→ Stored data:
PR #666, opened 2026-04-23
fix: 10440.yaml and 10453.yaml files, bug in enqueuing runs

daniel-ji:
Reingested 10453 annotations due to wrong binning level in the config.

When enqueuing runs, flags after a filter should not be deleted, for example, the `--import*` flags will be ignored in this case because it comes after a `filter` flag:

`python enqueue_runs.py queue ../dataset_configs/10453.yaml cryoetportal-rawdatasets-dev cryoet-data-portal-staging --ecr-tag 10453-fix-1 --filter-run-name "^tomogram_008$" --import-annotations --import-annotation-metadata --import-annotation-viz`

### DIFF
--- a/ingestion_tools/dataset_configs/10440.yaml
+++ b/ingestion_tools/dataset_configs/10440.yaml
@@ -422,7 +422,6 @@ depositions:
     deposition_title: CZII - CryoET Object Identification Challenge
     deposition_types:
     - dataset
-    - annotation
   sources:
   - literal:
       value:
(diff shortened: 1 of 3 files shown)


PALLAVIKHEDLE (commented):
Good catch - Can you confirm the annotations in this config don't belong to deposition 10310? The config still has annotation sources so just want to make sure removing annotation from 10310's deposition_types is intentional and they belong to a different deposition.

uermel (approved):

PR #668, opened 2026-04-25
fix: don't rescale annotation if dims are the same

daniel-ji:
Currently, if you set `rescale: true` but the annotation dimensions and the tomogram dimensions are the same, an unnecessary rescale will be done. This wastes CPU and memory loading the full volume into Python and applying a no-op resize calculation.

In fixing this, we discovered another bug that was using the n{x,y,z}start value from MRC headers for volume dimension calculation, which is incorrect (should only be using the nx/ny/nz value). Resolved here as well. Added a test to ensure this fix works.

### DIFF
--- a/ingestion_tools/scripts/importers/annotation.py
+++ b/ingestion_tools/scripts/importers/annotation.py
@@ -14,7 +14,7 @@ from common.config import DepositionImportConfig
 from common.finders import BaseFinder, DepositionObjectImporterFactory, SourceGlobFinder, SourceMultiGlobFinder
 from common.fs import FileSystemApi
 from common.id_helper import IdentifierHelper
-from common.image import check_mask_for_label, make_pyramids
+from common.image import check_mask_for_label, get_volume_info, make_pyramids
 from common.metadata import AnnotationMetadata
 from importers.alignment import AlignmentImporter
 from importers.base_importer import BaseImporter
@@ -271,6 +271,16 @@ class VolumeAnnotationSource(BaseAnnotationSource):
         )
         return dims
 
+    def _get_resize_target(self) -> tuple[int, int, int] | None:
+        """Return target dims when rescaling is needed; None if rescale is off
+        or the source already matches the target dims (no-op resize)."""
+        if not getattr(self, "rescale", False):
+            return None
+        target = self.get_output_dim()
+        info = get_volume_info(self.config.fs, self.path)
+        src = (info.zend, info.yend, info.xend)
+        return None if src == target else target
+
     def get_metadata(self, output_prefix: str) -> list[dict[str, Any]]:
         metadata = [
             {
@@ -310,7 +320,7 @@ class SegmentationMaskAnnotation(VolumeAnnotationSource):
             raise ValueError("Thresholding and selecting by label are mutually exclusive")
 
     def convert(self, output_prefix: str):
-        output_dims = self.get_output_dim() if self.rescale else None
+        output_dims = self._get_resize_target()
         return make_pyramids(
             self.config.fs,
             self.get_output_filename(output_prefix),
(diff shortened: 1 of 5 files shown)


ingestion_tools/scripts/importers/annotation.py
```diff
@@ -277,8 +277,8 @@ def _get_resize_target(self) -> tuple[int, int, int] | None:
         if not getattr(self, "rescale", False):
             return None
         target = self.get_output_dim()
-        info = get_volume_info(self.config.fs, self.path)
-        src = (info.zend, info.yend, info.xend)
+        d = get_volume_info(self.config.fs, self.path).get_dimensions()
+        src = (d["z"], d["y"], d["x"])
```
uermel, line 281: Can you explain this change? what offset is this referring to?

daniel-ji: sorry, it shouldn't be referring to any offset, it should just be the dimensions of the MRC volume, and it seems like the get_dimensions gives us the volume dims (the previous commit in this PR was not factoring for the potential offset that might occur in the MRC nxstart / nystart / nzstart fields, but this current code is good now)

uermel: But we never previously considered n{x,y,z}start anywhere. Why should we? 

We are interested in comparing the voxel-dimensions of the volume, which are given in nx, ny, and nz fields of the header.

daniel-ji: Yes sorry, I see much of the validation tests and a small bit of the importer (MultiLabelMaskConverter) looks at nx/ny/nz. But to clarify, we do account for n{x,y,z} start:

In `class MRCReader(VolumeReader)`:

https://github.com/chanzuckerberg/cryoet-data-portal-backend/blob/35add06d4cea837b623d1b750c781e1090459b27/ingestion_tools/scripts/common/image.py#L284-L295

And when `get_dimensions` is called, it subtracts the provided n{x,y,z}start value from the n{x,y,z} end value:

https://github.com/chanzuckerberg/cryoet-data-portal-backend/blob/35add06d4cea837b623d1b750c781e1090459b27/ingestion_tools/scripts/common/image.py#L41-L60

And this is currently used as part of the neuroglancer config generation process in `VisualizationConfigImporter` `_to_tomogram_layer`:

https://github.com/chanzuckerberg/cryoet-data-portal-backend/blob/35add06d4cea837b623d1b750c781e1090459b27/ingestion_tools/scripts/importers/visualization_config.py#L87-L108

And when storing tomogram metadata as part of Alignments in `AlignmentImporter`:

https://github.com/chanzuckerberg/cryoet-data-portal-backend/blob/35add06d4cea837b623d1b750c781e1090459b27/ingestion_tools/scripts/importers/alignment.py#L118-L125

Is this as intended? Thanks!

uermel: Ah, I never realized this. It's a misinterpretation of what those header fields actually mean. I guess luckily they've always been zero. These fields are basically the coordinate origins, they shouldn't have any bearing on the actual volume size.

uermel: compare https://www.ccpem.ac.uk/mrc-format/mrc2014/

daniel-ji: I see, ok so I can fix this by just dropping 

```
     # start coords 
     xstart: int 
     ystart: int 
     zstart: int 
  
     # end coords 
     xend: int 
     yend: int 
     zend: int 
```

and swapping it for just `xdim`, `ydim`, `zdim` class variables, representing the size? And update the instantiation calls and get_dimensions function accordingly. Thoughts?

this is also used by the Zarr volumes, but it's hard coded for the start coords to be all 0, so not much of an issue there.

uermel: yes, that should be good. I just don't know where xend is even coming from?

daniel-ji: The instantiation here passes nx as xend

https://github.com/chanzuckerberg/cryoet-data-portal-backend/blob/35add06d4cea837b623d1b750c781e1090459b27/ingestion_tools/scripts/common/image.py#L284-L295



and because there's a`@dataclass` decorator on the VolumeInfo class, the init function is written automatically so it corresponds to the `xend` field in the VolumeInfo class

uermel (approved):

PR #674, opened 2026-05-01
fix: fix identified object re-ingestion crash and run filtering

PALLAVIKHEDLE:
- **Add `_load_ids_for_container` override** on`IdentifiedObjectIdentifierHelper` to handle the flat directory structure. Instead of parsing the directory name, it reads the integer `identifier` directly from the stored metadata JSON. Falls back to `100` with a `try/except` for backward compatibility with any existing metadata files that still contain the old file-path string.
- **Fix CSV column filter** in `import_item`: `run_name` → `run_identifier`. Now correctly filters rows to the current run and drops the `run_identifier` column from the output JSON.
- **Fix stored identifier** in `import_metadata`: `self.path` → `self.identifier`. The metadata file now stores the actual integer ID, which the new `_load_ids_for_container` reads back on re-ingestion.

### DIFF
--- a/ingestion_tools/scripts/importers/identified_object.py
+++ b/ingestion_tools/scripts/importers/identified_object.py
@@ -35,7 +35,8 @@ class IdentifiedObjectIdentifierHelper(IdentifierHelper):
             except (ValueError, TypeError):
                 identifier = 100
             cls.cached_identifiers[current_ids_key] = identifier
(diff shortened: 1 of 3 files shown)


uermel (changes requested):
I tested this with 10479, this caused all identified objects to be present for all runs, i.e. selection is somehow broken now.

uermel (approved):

→ TASK DETAILS:
Lines containing the word "part": copy every one of them from the records above.

→ YOUR RESPONSE:
And this is currently used as part of the neuroglancer config generation process in `VisualizationConfigImporter` `_to_tomogram_layer`:
And when storing tomogram metadata as part of Alignments in `AlignmentImporter`:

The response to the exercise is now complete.